“Ferida da ditadura na América Latina ainda é forte”, diz diretor chileno Guillermo Calderón
Por Miguel Arcanjo Prado
Se a língua portuguesa diferencia Brasil dos vizinhos Argentina e Chile, que falam castelhano, nossa história recente nos aproxima. E muito.
Os três países mais importantes da América do Sul saíram de ferozes ditaduras, mergulharam de cara na democracia e, quase que ao mesmo tempo, se viram governados por mulheres que lutaram contra os militares no passado: Dilma Rousseff, por aqui, Cristina Kirchner, na Argentina, e Michelle Bachelet, a primeira delas, no Chile.
O discurso de despedida do poder desta última aliado às lembranças de uma sangrenta ditadura fazem o espetáculo chileno Villa + Discurso, com dramaturgia e direção de Guillermo Calderon, que teve familiares vítimas da repressão.
A obra é encenada a partir desta quinta (14) até domingo (17) no Auditório da Antiga Fafich (Faculdade de Filosofia e Ciências Humanas) da UFMG, em Belo Horizonte, dentro da programação do FIT-BH (Festival Internacional de Teatro, Palco & Rua).
O local é mais do que emblemático. Durante a ditadura militar, a Fafich chegou a ser invadida por agentes da repressão em busca de estudantes e professores ligados à resistência.
Em entrevista exclusiva ao R7, direto de Belo Horizonte, Calderon afirma que fica impressionado com as semelhanças históricas entre seu país e o Brasil.
— A ferida da ditadura ainda é muito forte no Chile e aqui também.
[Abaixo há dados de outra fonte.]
PR #5177, opened 2023-11-20
passthrough support regexp, like healthz::*

ZhengXinwei-F:
**What type of PR is this?**
/kind feature

passthrough support regexp, like healthz::*
MetaServer pass through rules should support regular matching.

Fixes #

none

```
none

```

### DIFF
--- a/pkg/util/pass-through/pass_through.go
+++ b/pkg/util/pass-through/pass_through.go
@@ -1,5 +1,9 @@
 package passthrough
 
+import (
+	"regexp"
+)
+
 type passRequest string
 
 const (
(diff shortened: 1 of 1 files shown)


pkg/util/pass-through/pass_through.go
```diff
@@ -12,5 +16,14 @@ var passThroughMap = map[passRequest]bool{
 
 // IsPassThroughPath determining whether the uri can be passed through
 func IsPassThroughPath(path, verb string) bool {
```
WillardHu, line 18: You can add some unittests to test this funcion.

pkg/util/pass-through/pass_through.go
```diff
@@ -12,5 +16,14 @@ var passThroughMap = map[passRequest]bool{
...
-	return passThroughMap[passRequest(path+"::"+verb)]
+	for request, b := range passThroughMap {
+		reg := regexp.MustCompile(string(request))
+		if reg == nil {
+			continue
+		}
+		if reg.Match([]byte(path + "::" + verb)) {
```
WillardHu, line 24: Does the arg `path` definitely have a character prefix '/'？This regex `/version::get` does not match `"version" + "::" + "get"`

PR #5190, opened 2023-11-22
fix ginkgo version in schedule test

Shelley-BaoYue:
**What type of PR is this?**

/kind bug

/kind failing-test

fix ginkgo version in schedule test 

image


fisherxu (commented):
/approve

PR #5193, opened 2023-11-22
Cloudhub opens the quic communication protocol by default.

luomengY:
**What type of PR is this?**
/kind feature

When keadm joins, it already supports selecting cloud edge communication protocols through the hub-protocol（PR:https://github.com/kubeedge/kubeedge/pull/5156）. Currently, it supports two protocols: websocket and quic. Therefore, it is necessary to enable the quic communication protocol of the cloud hub by default.

Fixes #

@Shelley-BaoYue  @fisherxu 

```release-note

```


luomengY:
Previously, we discussed whether to simultaneously open the quic protocol in Cloudcore. Keam supports hub protocol. After selecting quic, if it is not opened by default, it may cause inconvenience for users. We need to discuss whether this should be merged into the master branch. @Shelley-BaoYue @fisherxu

Shelley-BaoYue:
> Previously, we discussed whether to simultaneously open the quic protocol in Cloudcore. Keam supports hub protocol. After selecting quic, if it is not opened by default, it may cause inconvenience for users. We need to discuss whether this should be merged into the master branch. @Shelley-BaoYue @fisherxu

After quic is set to true by default, will there be any problems if two edge nodes connect to the cloud through quic and websocket respectively?

luomengY:
> After quic is set to true by default, will there be any problems if two edge nodes connect to the cloud through quic and websocket respectively?

This will not be a problem, as Cloudcore supports enabling both the Quic and WebSocket protocols simultaneously. In other words, in a cluster, some edge nodes use the WebSocket protocol, while others use the Quic protocol. Cloudcore can support both Quic and WebSocket protocol connections simultaneously.

WillardHu:
> If Cloudcore can support both Quic and WebSocket protocol connections simultaneously, I think this PR can be merged. PTAL @fisherxu @WillardHu

I agree.

fisherxu:
/hold 
Need more tests.

luomengY:
add it to v1.17.0 @Shelley-BaoYue

luomengY:
In the cloudhub, both quic and websocket share the same messageHandle, and opening both quic and websocket has no difference for the server side. The code is as follows:
https://github.com/kubeedge/kubeedge/blob/master/cloud/pkg/cloudhub/servers/server.go#L18-L28
@fisherxu

PR #5194, opened 2023-11-22
Workflows Updated 

### LINKED ISSUE #5182: Add CI test case for different runtimes

Add tests for more commonly used runtimes like cri-o, docker. 

- [ ] Add a new job and define CONTAINER_RUNTIME in the matrix as either cri-o or docker (also update CONTAINER_RUNTIME to containerd on line 229).
- [ ] Currently, "make e2e" installs kubeedge using the `hack/local-up-kubeedge.sh`, which only supports containerd. It needs to be modified to support installation with different runtime types depend on the CONTAINER_RUNTIME value.
- [ ] When using docker, cri-dockerd also needs to be installed. Therefore, steps for installing cri-dockerd should be included.

**Why is this needed**: 

Now the KubeEdge CI only use containerd as runtime to test, we need to add more test for commonly used runtimes so that we can ensure KubeEdge run properly with different runtimes.

heysourin:
**What type of PR is this?**
Feature: CI-test

This branch has got updated GitHub workflow actions, that fixes first task of the issue: "Add a new job and define CONTAINER_RUNTIME in the matrix as either cri-o or docker (also update CONTAINER_RUNTIME to containerd on line 229)."

Fixes #5182

There may be a change required on line 390

```release-note
NONE
```


Shelley-BaoYue:
If this PR is still in progress, you can add a `wip` first.

PR #1489, opened 2024-10-25
Approve on behalf Scripted Rest API

amigujarathi:
This REST API allows authorized users to approve or reject tasks on behalf of another user. The script handles impersonation, performs action on approval records, and returns appropriate responses based on the success or failure of the request.


am-shakeel (approved):
Looks good

PR #1500, opened 2024-10-26
Fetch requested by user for a change record using getRefRecord()

Soumyadeep10:
This script will glide for a particular record whose sys id has been provided
It will fetch the record and then use getRefRecord() to fetch the requested by user details.
If the user is a valid record, then it will fetch the user_name and email.


am-shakeel:
This PR is also seen as similar to the https://github.com/ServiceNowDevProgram/code-snippets/pull/334

am-shakeel:
This is the 3rd PR and all are seen as similar to the existing PRs. Please avoid duplication.

am-shakeel (approved):
This code will help for different use cases. Proceeding further.

PR #1502, opened 2024-10-26
Get the current version of any application.

shreyawani98:
Get the current version of any application through background script.


kmxo:
Sounds good to me!

PR #1503, opened 2024-10-26
Add bulk users to a Visual task Board

shreyawani98:
Through this fix script, we can add multiple users to a Visual Task board at once.


kmxo:
Sounds good to me. Thank you for your contribution!

PR #1505, opened 2024-10-26
Creating PDF from a Knowledge Article, using OOTB API

manrick:
There is an easier way to generate PDF from a Knowledge Article using OOTB API, called [PDFGenerationAPI](https://developer.servicenow.com/dev.do#!/reference/api/xanadu/server/sn_pdfgeneratorutils-namespace/PDFGenerationAPIBothAPI#P-PDFGenerationAPI?navFilter=pdf)

I think it's always better to use OOTB solutions, if it's available and meets the requirements.


am-shakeel:
Hi @manrick , Thanks for the PR! 
While using OOB features is a great approach, Hacktoberfest encourages original contributions

manrick:
Hi @am-shakeel, what you wrote is true and I agree with you, but in this case I have a bit different view. There is a solution on the Github, which is not bad, but there is a better one. ServiceNow always recommends to stay as close as the OOTB solution as it is possible. I have upload this code snippet, because I wanted to highlight that there is another solution for exporting KB article into PDF, which might be better or easier.
If you don't agree with me, please reject this pull request and I will submit another one.

PR #1507, opened 2024-10-26
getRecordXML Function

prithvibalakka:
This function, getRecordXML, is a custom JavaScript function designed for ServiceNow to generate an XML representation of a record in any specified table.


Background Scripts/Get XML Of a Record/getRecordXML.js
```diff
@@ -0,0 +1,22 @@
...
+    for (var i = 0; i < fields.size(); i++) {
+        fieldNames.push(fields.get(i).getName());
+    }
+    fieldNames.sort();
+
+    fieldNames.forEach(function(fieldName) {
+        var fieldValue = gr.getValue(fieldName);
+        var fieldTag = xmlDoc.createElement(fieldName);
+        fieldTag.setTextContent(fieldValue);
+        baseTag.appendChild(fieldTag);
```
wiz0floyd, line 18: This is not a documented method

wiz0floyd (changes requested):
Thank you for your submission. There are a number of things that need to be addressed. Out of curiosity, where did you find some of the methods you're using?

PR #1510, opened 2024-10-27
Passport validity

shreyawani98:
This Client Script will ensure that the entered passport information and expiry date meet the requirements, providing a seamless and guided experience for the user.

The conditions are as follows:

The passport number must be exactly 8 characters long. The first character should be an uppercase letter, followed by two numeric characters—the first between 1 and 9, and the second between 0 and 9.

The date of expiry should auto-populate based on the date of issue. If the user is 18 years or older, the expiry date should be exactly 5 years from the date of issue. If the user is under 18, the expiry date should be exactly 10 years from the date of issue.

### DIFF
--- a/Catalog Client Script/Passport Validation/passportvalidity.js
+++ b/Catalog Client Script/Passport Validation/passportvalidity.js
@@ -1,0 +1,38 @@
+function onChange(control, oldValue, newValue, isLoading) {
+    if (isLoading) return;
+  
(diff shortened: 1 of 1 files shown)


shreyawani98:
[readme.md](https://github.com/user-attachments/files/17533263/readme.md)

shreyawani98:
Hi team, I am unable to create a new description(md) file in this branch, hence attaching the file from my device.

Lá, muita gente que participou da ditadura ainda está em cargos públicos. E sei que o mesmo se passa aqui.
Para o dramaturgo e diretor chileno, é preciso investigar o passado e nomear todos que praticaram atos que ferem os direitos humanos, como a torturam, comumente praticada por lá quanto aqui durante os governos militares.
— Não adianta falar só que houve tortura e reparar economicamente quem a sofreu. Isso é uma meia verdade. É um paradoxo. Parece que querem colocar um ponto final na história para que não haja Justiça.
Apesar de celebrar a subida ao poder de uma ex-militante de esquerda, Calderon não aplaude cegamente o que Bachelet fez no governo.
— Ela foi a primeira mulher presidenta, que vinha de esquerda. Mas ela entrou em um esquema neoliberal, que produz uma grande desigualdade social. Tenho um grande apreço pela política social que ela desenvolveu, mas, por outro lado, admininistrou um Estado capitalista muito violento. Ela sofreu na pele essa contradição. Por um lado sinto uma rejeição por ela, por outro, simpatia.
Na primeira parte da obra, Villa, três mulheres vividas pelas atrizes Francisca Lewin, Macarena Zamudio e Carla Romero discutem a implantação de um memorial na Villa Grimaldi, principal centro de tortura e de extermínio de opositores da ditadura do general August Pinochet. Com personalidades fortes e posturas distintas, elas tentam chegar a um acordo democrático de como deveria ser esse memorial.
Na segunda, Discurso, as três atrizes se dividem para interpretar Michelle Bachelet, a mulher que veio da esquerda e chegou ao poder, em uma espécie de jogral com a fala da presidenta ao deixar o governo chileno. A obra, intimista, valoriza o trabalho das três atrizes, no tom exato que pede a montagem.
Calderón conta que a peça, já apresentada no Sesc Pompeia, em São Paulo (quando foi vista pelo Atores & Bastidores), e no Festival Internacional de Teatro de São José do Rio Preto, no interior paulista, sempre dialoga com os brasileiros.
— Eu gosto muito dessa facilidade que os brasileiros têm em se conectar com o espetáculo. E acho interessante essa aproximação entre Chile e Brasil pelo teatro. O Brasil está olhando mais para a América Latina, para a cultura chilena. Isso é um intercâmbio cultural mais profundo e de grande valor.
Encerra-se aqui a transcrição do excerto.